Exercise inputs section start

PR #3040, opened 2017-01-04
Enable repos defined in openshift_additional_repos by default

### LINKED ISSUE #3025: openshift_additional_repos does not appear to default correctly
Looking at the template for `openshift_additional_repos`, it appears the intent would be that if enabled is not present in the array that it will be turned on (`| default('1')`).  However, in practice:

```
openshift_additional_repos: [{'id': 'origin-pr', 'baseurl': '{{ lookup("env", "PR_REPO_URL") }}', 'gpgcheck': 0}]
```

Exercise inputs section end

Requirement:
Determine how many lines of this listing contain "default", and give only the number.

Solution to this task:
3